- Your instructions -
Give back an exact copy of the lines in the records below, from the line that has "PR #42, opened 2016-03-26" through the line that has "While using the", and nothing besides.

- Given information -
PR #1110, opened 2019-10-02
RDF and JSON versions generated using OWL-API

### LINKED ISSUE #1100: Wierd Protege 5.0 load issue with lastest versions of dcat.rdf and dcat.ttl - opens as inconsistent

dr-shorthair:
Fixes #1100


davebrowning (approved):

riccardoAlbertoni (commented):
I  have tried to upload these files on Protege 5.5.0, and they do not arise errors.

However, I've noticed that the following warning appears when loading dcat.rdf, dcat.jsonld

> Illegal redeclarations of entities: reuse of entity http://www.w3.org/ns/dcat#theme in punning not allowed [DataProperty: theme, ObjectProperty: theme]

Such a warning is not present when loading dcat.ttl.
Should we get rid of this?

riccardoAlbertoni:
In case we are considering to regenerate the rdf and json serializations to address my previous comment, I would suggest to do it after accepting the PR #1125 and #1127.

andrea-perego:
@riccardoAlbertoni said:

> In case we are considering to regenerate the rdf and json serializations to address my previous comment, I would suggest to do it after accepting the PR #1125 and #1127.

Which is the status of this PR? I see both PRs #1125 and #1127 have been merged. Can be safely merge also this one?

riccardoAlbertoni:
I think we might want to regenerate the JSON and RDF to include the changes made in PR #1125 and #1127. As far as I have understood no all the usual tools to convert are working as expected.  

@dr-shorthair:  It seems that you have figured out the right combination of tools,  would you mind to taking care of this conversion?

dr-shorthair:
OK - done.

riccardoAlbertoni (approved):

PR #1116, opened 2019-10-03
first draft of recharter document

pwin:


kcoyle:
line 115 "Maintain and revise the Data Catalog Vocabulary, DCAT, taking account of related vocabularies and the extensive work done as part of developing version 2 that is part of the product backlog."

Not clear what this means - possibly "Maintain and revise the Data Catalog Vocabulary, DCAT, including additional feature requests from the DCAT user community."

pwin:
What is means is that we have to maintain the vocabulary (respond to issues etc) and revise with the 'future-work' tag and any other proposals that come forward with the research to develop the UCR.

Perhaps that is a clearer way of stating it.  What do you think @kcoyle ?

kcoyle:
How about: "Maintain and revise the Data Catalog Vocabulary, DCAT, including features deferred from version 2 and any additional feature requests from the DCAT user community."

makxdekkers:
> How about: "Maintain and revise the Data Catalog Vocabulary, DCAT, including features deferred from version 2 and any additional feature requests from the DCAT user community."

Or maybe even shorter: "_Maintain the Data Catalog Vocabulary, DCAT, taking into account feature requests from the DCAT user community_."

As I see it, 'revision' is part of maintenance and the features deferred from version 2 are also feature requests from the community.

Can I also suggest to delete the first four paragraphs of the "Goals" section? I think the paragraph that starts "The goal ..." is the only one that is about, well, the goals. If we really want to keep the first part, it could go into a "Context" section following the Goals, but I don't think it is even necessary.

makxdekkers:
I am also not sure about the sections 2.1 Input Documents and 2.3 Success criteria under the Scope section. Should the Scope section not say just what is in scope and what is out of scope? Input documents and Success criteria seem to be separate things from the scope and maybe should have their own top-level sections, for example after the Deliverables section.

makxdekkers:
In the Deliverables section, the list needs to be updated: DCAT 1.1 is not what the group will be working on. Do we still want to keep working on the application profile guidance and the profile negotiation? I understood that the 'evergreen' status is just for DCAT, not for the other deliverables of DXWG. Could those other topics maybe be handled by dedicated community groups? It's not that I think these topics are not important but widening the scope of a group that is primarily responsible for DCAT also means spreading resources (of which we have not a lot) more thinly. I also note that work on application profiles and profile negotiation is not mentioned in the Goals or the Scope section.

makxdekkers:
In the section on Out of Scope it says "_The Dataset Exchange Working Group will not create application profiles or metadata standards that only apply to very specific domains (such as particle physics, accountancy, oncology etc.)_"
Does this mean we won't create application profiles at all, or only not create domain-specific application profiles? What about the plural in 'metadata standards'? DCAT is a singular.
Could we just say that the group will not consider requirements that are (strictly?, predominantly?) domain-specific?
And then we could maybe mention in the In Scope section that the group will primarily look at cross-domain requirements.

agbeltran:
Thanks, Peter. About the timelines, given that there are already several use cases and requirements from the current phase that have not been addressed and that we are entering this 'ever green' form, is it still necessary to have a period exclusively dedicated to use cases and requirement gathering?

If helpful for people, you can see the new charter here: https://raw.githack.com/w3c/dxwg/recharter_1/charter/

pwin:
@makxdekkers  re: https://github.com/w3c/dxwg/pull/1116#issuecomment-538252093 
If we are to move Conneg to CR in the next month or two then we need to include it in the charter (afaik) to carry it through the remainder of rec track

pwin:
@agbeltran  - re Timeline, The activities are generally concurrent, and the dates are for delivery.  I've made that clearer.  Getting UCR clarified early on will give us a chance to make these more realistic.

kcoyle:
@makxdekkers As for the other deliverables, Philippe explained that to re-charter we basically must stick to the original deliverables - otherwise it becomes a new charter and will go through a whole new process, which he advises against.

kcoyle:
I don't think we should remove the part about "the group will not create application profiles" - if we remove that we expand our charter, and that could be a red flag for W3C management. Is there really an intention to create profiles, or just to give guidance on profiles?

kcoyle:
Philippe has reviewed the document and will give us a few "tweaks".

aisaac:
Just a comment that the POE group could be replaced by "ODRL Community Group" with URL https://www.w3.org/community/odrl/

PR #1119, opened 2019-10-08
copy edits to section 7.4

nicholascar:
Karen's edits.

Since Karen made the edits, consider me making the PR a review from me - I'm happy. Still need two others though.

### DIFF
--- a/conneg-by-ap/index.html
+++ b/conneg-by-ap/index.html
@@ -10,7 +10,7 @@
   <section id="abstract">
     <h2>Abstract</h2>
     <p>
-      This document describes how Internet clients may negotiate for content provided by servers based on the 
+      This document describes how Internet clients may negotiate for content provided by servers based on the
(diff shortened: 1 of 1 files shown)


rob-metalinkage (changes requested):
Copy edits in general improve the text and clean nits - good stuff

A small number of potential ambiguities have crept in we need to fix first:

suggests a data representation may conform to a single profile - but of course it may conform to all more general profiles as well

saying "specification _or_ a profile" introduces a false dichotomy - by principles of reflexivity a specification is a profile of itself - and a profile is a specification by definition.  

"list of conformant profiles"   - its not profiles which are conformant so this is misleading - just "list of available profiles" is better,

"own definitions of conformance" is over-specific - many specifications will not explicitly "define" conformance - but instead refer to (or rely on implicitly) shared nations of conformance.

larsgsvensson (approved):

rob-metalinkage (approved):

PR #1132, opened 2019-10-20
Conneg editorial

nicholascar:
editorial issues picked up after implementation


kcoyle (changes requested):
We don't have a Working Group vote to move this to CR status, and I don't think that we can do that in this charter. So it needs to stay as a WD, and we need to figure out what we need to do within the charter.

nicholascar:
Sure, will change it back shorty: was just following a request from poll comments to present it as a CR doc for voting.

rob-metalinkage (approved):
NB if not going out as CR need to push out as a PWD as early as possible..

kcoyle (changes requested):
Lines 778-779 are unclear:

"This specification provides functional profiles of it for two environments: HTTP and human browser (Query String
        Arguments) as well as a single action functional profile relevant to multiple environments."

If "of it" means "of the abstract model" then make that change.

There is no definition of what a "single action functional profile" is. Is "single-action" really necessary there? As it is unclear, it would be best to just say "a functional profile. Also "relevant to multiple environments" without giving examples is unclear. Again, if this isn't necessary it would be best to drop it. I'd suggest leaving the previous wording as is.

kcoyle (changes requested):
line 790 "too" -> "also"

line 792 ":" -> either comma or semicolon

line 2043 "conformance to the this" - remove "the" or "this"

2044 "PROF's recommendation" - PROF is a vocab and cannot recommend. I think you mean the recommended usage of PROF. But since you give an example, you can say "An example of PROF usage is for a claim of conformance to ..."

kcoyle (changes requested):
2064-5 "suggest for use." No idea what this means or how it fits into the sentence - is a word missing? It would also be good to break up that sentence as it has too many clauses and is very hard to read. Then something about "suggesting" might fit in there somewhere. I'd suggest a change but I don't understand the sentence.

larsgsvensson (commented):
Fine with me, but @kcoyle should have the last word if her comments have been addressed

kcoyle:
I think my edits are in there, although there seem to be line number changes since I made my comments so I may have missed some.

I would really like to fix this run-on sentence:

>This specification provides functional profiles of the abstract model for two environments: HTTP and human browser (Query String
        Arguments) as well as a functional profile that specifies a single action - confirming which profile(s) a server response conforms to -
        that is relevant to multiple environments, such as the HTTP and human browser environments.

and suggest (if the concepts have been captured):

This specification provides functional profiles of the abstract model for two environments: HTTP and human browser (Query String
        Arguments).  It also provides a functional profile that has the single function to respond with which profile(s) a server response conforms to, and which can be used in both environments.

agreiner:
Putting this here instead of just email, sorry for any duplication:
Can we get rid of the instances where header-based negotiation is called "http"? Query strings are part of http, too. Browsers use http, including headers. And query strings are as likely to be used programmatically as in a browser, so I would suggest we stick with header-based negotiation and query-string-based negotiation. Here I suspect you meant to refer to all the non-header-based approaches as a single entity. I'm not sure how best to refer to that, but maybe it would work to call it URL-based negotiation.

nicholascar:
@agreiner I don't have an in-principle objection to name changes but can this please be deferred until after the next PWD which is to be voted on in subgroup in 12 hours and then put to plenary next week? This change would require hunting down a lot of references throughout the document which I don't want to have to do just yet. 

Please just raise an Issue for this and we can address it post 3PWD.

nicholascar:
@kcoyle I've addressed your latest comment, please re-review

kcoyle (approved):

PR #42, opened 2016-03-26
support functors

### LINKED ISSUE #11: How to use a functor to replace the lambda one?
Hello,
Thank you for this great sqlite wrapper! It's very convenient.
While using the wrapper is delightful, a problem about eliminating similar code occurs.

The functor:
```c++
struct ItemResultHandler {
    explicit ItemResultHandler(QVariantMap& map_) : map(map_) {}
    void operator() ( int id, std::string name, double price, int qty ) {
         map.insert("id", id);
         map.insert("name", QString::fromStdString(name));   
         map.insert("price", price);
         map.insert("qty", qty);
    }
    QVariantMap& map;
};
```
The code:
```c++
QVariantMap getItemById(int id) {
  QVariantMap map;
  database db(dbfile);
  db << "select id,name,price,qty from items where id=?"
     << id 
     >> ItemResultHandler(map);
  return map;
}
```
It has compiling errors:
```
../../myapp/src/utility/function_traits.h:12: error: type 'void (ItemResultHandler::*)(std::__1::basic_string<char>, std::__1::basic_string<char>, int, int)' cannot be used prior to '::' because it has no members
        decltype(&Function::operator())
                  ^
```
```
 ../../myapp/src/sqlite_modern_cpp.h:218: error: incomplete definition of type 'sqlite::utility::function_traits<ItemResultHandler>'
                        binder<traits::arity>::run(*this, func);
                               ~~~~~~^~
```
I have posted a question in SO. Could you please have a look at it? Thank you in advance.
http://stackoverflow.com/questions/30387896/how-to-eliminate-multiple-similar-sql-queries-with-one-resultset-hander

aminroosta:
Trying to fix #11 :-)

### DIFF
--- a/hdr/sqlite_modern_cpp/utility/function_traits.h
+++ b/hdr/sqlite_modern_cpp/utility/function_traits.h
@@ -31,5 +31,26 @@ namespace sqlite {
 			static const std::size_t arity = sizeof...(Arguments);
 		};
 
+    /* support the non-const operator ()
+     * this will work with user defined functors */
+		template <
+			typename    ClassType,
+			typename    ReturnType,
+			typename... Arguments
+		>
+		struct function_traits<
+			ReturnType(ClassType::*)(Arguments...)
+		> {
+			typedef ReturnType result_type;
+
+			template <std::size_t Index>
+			using argument = typename std::tuple_element<
+				Index,
+				std::tuple<Arguments...>
+			>::type;
+
+			static const std::size_t arity = sizeof...(Arguments);
+		};
+
 	}
 }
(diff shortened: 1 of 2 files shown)


Killili:
The new test compiles and runs in VC2015.
I tried to get an understanding of the fault but i'm lost in the template jungle... i have the suspicion that there is a easier way but i might be totally wrong here. Shouldn't std::function in itself take care of the lambda/function/functor/member stuff?

But on the other hand this works, so you could pull this.

aminroosta:
@Killili  Thank you for testing on VS :+1: 
I was looking at `function_traits` the other day, and i saw that it specializes on `operator() const` member function, but user defined functors usually just have `operator()` without the `const` keywoard.  

I tried specializing it without the `const` keyword and compiler seems to be picking the write specialization in case of both lambdas and functions.

PR #54, opened 2016-06-19
trying to fix exceptions

### LINKED ISSUE #53: Cannot catch constraint exception
I'm trying to insert a row that produces a primary key constraint failure but the program crashes before I can catch the exception.

try {
        db << "INSERT INTO tb_mytable (mytable_id,description) VALUES (?,?)" << 1 << "cannot catch exception";
// inserting again to produce error
        db << "INSERT INTO tb_mytable (mytable_id,description) VALUES (?,?)" << 1 << "cannot catch exception";
    } catch (exception e)
    {
        cerr << e.what() << endl;
    } catch (...)
    {
        cerr << "this does not work either" << endl;
    }

libc++abi.dylib: terminating with uncaught exception of type sqlite::exceptions::constraint: constraint failed
The program has unexpectedly finished.

aminroosta:
I've added a new test for exceptions and tried to fix #53

### DIFF
--- a/README.md
+++ b/README.md
@@ -99,16 +99,16 @@ It is possible to retain and reuse statments this will keep the query plan and i
 		ps >> [&](int a,int b){ ... };
 
 		// after a successfull execution the statment needs to be reset to be execute again. This will reset the bound values too!
-		ps->reset();
+		ps.reset();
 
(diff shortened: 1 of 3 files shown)


Killili:
Looks like a solution/workaround that can be used till we get something better.

Issue #71, opened 2017-01-19
open as readonly


alext234:
I am interested to use 1 sqlite database file shared between 2 programs, 1 as a writer and 1 as a reader. Sometimes I have the exception `locked` or `busy` thrown at the writer program.  
Do you plan to support with flags as those from `open_v2` here?
https://www.sqlite.org/c3ref/open.html

aminroosta:
@alext234 please try #72, i think this should enable you to pass the parameters you want.

I'm not planning on merging this to master yet, not without a unit-test and some documentation.
If you are interested please post a sample code of which parameters you used for `flags` option.
Enough to give me an idea on how to write a unit test :-)

mtissington:
I too would like to see the ability to pass the flags in and open the database as read only.

aminroosta:
I think we need a uniform design for this & #77

zauguin:
@aminroosta I tried to implement such a unified design with #77 in #93.
Tests and documentation are still missing.

PR #72, opened 2017-01-19
support flags option in open_v2()

aminroosta:
#71


zauguin:
@aminroosta I think we should decide if we keep supporting UTF-16 names and convert them or if we require UTF-8 database names like SQLite if you pass flags. If we require UTF-8 this would apply for all additional options like encryption too, but especially for encryption UTF-8 is required for the password anyway.

zauguin:
Closing this because the functionality is provided dy #93.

- Answer to this task -
PR #42, opened 2016-03-26
support functors

### LINKED ISSUE #11: How to use a functor to replace the lambda one?
Hello,
Thank you for this great sqlite wrapper! It's very convenient.
While using the wrapper is delightful, a problem about eliminating similar code occurs.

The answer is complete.